Task item: Go through the lines below, tally those that include the word "compact", and give only the tally.

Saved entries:
-- -- --
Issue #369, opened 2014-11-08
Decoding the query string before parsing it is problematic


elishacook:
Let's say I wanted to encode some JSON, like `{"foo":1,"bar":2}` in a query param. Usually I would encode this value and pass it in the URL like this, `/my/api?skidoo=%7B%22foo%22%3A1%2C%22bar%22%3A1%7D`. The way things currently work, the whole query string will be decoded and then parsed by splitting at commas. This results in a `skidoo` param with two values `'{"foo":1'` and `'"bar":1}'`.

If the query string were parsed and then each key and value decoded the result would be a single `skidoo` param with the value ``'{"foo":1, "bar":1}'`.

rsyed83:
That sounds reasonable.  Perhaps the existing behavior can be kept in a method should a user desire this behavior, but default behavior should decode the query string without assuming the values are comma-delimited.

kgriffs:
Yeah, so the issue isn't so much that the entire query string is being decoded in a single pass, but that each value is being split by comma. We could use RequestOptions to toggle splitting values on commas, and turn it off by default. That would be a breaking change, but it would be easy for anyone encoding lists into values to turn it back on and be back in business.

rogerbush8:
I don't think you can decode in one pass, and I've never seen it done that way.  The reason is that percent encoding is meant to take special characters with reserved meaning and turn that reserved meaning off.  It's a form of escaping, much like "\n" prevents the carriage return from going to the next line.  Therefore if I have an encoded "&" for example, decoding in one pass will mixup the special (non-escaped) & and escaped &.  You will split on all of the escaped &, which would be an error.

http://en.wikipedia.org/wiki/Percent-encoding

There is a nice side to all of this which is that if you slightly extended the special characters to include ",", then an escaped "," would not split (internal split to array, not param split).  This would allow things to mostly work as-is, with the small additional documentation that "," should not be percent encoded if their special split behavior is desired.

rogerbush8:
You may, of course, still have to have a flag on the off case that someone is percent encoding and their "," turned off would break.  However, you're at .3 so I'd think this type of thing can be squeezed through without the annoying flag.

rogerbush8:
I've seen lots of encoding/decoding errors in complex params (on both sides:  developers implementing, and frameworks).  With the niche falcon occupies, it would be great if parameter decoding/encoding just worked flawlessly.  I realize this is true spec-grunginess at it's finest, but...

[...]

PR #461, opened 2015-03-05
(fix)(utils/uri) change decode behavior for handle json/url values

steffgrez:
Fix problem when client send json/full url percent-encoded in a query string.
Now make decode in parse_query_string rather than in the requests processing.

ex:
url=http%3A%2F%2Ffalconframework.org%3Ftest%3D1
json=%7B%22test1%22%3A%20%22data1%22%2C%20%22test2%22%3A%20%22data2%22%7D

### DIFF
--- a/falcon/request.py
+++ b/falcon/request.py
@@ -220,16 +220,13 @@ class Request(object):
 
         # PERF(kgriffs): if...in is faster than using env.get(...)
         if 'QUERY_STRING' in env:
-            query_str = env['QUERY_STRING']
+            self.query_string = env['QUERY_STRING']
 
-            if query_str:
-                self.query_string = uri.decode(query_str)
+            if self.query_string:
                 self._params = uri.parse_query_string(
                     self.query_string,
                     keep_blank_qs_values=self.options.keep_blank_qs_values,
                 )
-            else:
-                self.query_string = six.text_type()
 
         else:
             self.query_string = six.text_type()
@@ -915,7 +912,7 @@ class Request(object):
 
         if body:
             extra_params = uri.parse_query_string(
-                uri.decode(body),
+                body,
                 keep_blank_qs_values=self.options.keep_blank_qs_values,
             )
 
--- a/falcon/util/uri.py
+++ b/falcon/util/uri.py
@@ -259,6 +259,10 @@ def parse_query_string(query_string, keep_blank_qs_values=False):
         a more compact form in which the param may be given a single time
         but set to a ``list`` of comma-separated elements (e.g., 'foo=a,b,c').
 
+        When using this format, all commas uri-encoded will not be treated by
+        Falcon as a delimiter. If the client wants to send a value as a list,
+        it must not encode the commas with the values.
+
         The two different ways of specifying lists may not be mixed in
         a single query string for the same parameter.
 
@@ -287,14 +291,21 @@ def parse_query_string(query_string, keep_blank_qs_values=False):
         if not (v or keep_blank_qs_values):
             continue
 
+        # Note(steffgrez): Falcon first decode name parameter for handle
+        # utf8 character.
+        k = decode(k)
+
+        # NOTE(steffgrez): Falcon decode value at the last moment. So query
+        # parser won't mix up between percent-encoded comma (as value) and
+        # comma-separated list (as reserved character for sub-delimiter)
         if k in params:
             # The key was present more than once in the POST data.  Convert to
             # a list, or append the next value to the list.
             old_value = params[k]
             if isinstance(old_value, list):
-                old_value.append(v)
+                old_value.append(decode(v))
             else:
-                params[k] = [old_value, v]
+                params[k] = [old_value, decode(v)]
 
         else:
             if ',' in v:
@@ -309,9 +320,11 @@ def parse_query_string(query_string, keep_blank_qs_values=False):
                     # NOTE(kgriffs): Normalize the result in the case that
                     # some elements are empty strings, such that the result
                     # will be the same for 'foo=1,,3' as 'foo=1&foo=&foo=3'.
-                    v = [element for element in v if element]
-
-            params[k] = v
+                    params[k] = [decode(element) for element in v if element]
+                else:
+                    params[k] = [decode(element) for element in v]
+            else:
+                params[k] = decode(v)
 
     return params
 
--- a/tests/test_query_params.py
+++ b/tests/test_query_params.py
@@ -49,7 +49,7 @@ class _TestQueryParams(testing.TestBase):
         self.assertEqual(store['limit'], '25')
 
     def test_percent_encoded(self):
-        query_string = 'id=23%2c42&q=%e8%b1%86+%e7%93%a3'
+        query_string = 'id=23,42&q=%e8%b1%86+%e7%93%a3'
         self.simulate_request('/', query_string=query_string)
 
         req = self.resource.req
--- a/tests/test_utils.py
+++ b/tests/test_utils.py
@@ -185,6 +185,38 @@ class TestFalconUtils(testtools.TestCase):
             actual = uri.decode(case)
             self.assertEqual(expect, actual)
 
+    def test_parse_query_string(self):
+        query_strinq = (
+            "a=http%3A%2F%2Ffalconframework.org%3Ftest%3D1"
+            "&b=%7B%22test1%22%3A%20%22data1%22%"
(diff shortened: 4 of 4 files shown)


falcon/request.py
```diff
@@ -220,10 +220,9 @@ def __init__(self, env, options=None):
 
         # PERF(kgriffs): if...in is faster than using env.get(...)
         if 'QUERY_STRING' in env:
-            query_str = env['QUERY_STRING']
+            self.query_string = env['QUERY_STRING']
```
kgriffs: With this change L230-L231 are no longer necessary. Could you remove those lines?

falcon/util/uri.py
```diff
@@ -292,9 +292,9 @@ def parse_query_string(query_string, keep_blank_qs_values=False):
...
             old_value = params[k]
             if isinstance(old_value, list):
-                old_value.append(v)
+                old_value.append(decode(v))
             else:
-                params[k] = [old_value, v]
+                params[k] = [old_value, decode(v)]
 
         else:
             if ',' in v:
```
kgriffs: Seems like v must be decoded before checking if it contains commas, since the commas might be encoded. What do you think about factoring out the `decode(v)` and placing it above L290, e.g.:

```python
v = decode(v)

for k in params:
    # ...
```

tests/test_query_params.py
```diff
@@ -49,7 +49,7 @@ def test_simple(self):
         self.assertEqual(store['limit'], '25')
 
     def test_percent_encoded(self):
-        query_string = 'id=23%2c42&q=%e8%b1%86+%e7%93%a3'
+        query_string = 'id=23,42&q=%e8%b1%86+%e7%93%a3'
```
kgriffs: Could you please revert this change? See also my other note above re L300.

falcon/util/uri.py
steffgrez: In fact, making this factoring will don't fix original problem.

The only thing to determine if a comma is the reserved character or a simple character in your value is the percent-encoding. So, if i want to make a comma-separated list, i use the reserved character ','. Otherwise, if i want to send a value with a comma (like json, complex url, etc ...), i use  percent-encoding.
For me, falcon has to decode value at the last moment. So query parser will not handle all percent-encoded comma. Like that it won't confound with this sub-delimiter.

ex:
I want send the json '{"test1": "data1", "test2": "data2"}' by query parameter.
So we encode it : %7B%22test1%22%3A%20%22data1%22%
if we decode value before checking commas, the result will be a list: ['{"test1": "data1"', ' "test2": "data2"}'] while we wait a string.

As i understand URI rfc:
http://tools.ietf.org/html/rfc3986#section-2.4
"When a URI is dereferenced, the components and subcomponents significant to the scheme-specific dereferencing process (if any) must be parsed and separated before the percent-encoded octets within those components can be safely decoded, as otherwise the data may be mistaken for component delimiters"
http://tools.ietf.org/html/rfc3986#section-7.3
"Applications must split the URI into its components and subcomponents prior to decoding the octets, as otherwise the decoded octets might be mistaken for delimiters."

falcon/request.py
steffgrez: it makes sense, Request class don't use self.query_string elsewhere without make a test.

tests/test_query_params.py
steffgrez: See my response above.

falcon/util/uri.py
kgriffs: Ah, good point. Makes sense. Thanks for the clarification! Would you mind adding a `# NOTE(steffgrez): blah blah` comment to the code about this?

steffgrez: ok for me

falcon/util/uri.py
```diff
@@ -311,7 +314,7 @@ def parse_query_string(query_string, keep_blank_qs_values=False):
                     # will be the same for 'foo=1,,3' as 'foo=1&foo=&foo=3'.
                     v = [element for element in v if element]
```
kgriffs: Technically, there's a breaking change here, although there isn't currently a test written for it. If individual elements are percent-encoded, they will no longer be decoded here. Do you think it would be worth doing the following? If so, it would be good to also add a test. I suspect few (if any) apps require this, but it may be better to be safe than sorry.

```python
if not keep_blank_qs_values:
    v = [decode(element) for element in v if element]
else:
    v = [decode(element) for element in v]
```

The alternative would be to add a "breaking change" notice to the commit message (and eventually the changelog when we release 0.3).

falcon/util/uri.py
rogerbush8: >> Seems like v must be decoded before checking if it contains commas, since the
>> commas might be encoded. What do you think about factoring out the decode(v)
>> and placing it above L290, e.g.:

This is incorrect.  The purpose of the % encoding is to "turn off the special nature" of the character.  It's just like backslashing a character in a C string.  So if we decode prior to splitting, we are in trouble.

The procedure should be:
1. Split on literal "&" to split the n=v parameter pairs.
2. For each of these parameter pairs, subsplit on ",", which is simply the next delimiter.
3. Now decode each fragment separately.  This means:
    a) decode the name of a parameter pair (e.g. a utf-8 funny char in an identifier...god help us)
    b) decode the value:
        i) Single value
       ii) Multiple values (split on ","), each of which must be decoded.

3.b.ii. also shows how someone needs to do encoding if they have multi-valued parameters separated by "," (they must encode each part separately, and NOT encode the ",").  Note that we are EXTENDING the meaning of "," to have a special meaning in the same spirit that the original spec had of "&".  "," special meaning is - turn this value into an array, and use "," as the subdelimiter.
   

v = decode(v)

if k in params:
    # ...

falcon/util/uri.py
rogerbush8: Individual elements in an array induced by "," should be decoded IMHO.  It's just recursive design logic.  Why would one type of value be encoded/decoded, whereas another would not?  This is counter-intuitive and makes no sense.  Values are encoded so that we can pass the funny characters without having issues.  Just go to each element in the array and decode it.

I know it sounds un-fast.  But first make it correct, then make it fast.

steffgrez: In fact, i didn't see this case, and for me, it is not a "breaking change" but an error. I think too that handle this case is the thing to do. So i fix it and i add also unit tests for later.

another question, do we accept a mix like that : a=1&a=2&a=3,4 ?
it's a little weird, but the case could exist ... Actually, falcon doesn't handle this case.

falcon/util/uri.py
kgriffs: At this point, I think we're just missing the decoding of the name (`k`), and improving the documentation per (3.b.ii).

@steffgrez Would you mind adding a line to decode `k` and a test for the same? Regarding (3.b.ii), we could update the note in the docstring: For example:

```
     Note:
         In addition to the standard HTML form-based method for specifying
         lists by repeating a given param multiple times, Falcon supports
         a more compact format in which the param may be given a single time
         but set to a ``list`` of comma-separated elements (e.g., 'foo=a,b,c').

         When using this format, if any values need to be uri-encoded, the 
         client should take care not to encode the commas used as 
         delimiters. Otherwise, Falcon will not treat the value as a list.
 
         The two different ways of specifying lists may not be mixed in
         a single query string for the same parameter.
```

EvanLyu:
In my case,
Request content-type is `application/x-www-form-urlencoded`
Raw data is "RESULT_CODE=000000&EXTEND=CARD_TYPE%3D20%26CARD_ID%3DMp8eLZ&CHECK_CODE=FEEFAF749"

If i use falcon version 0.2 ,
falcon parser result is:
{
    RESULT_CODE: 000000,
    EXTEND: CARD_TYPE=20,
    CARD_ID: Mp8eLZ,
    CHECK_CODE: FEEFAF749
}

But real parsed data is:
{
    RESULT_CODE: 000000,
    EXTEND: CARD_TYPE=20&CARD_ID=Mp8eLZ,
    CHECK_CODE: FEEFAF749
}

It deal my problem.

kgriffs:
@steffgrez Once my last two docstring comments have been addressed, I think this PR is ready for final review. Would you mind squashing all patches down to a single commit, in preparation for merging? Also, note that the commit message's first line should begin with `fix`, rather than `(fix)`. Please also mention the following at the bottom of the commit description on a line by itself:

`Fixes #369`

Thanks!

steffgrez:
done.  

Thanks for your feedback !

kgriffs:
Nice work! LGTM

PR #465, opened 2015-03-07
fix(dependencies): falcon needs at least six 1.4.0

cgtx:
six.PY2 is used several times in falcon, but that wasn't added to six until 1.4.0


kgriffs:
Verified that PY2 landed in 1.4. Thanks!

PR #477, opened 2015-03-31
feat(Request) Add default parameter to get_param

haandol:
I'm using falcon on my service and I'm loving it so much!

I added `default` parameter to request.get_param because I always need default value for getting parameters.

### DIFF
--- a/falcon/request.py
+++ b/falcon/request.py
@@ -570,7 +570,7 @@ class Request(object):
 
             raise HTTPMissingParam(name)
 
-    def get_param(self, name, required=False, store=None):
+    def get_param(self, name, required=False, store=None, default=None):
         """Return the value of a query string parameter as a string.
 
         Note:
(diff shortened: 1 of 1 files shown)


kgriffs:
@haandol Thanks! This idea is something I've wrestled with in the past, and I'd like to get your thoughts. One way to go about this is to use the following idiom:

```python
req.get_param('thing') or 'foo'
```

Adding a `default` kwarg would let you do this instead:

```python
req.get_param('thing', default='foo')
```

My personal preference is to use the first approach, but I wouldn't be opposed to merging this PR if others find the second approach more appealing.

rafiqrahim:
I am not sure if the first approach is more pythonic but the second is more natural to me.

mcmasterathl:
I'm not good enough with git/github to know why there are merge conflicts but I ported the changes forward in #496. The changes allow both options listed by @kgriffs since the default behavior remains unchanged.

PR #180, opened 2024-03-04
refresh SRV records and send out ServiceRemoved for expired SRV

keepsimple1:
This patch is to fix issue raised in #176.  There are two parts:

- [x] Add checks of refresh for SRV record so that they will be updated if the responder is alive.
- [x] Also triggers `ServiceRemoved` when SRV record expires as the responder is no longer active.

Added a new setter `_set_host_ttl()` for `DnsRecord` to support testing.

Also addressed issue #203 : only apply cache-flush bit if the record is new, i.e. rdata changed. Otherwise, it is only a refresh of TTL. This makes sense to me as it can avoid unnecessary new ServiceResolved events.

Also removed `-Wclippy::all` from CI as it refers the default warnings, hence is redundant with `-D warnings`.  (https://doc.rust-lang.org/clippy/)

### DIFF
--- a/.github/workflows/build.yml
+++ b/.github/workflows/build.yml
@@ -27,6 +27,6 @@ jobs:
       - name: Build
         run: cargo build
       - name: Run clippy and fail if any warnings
-- -- --
Answer space: 2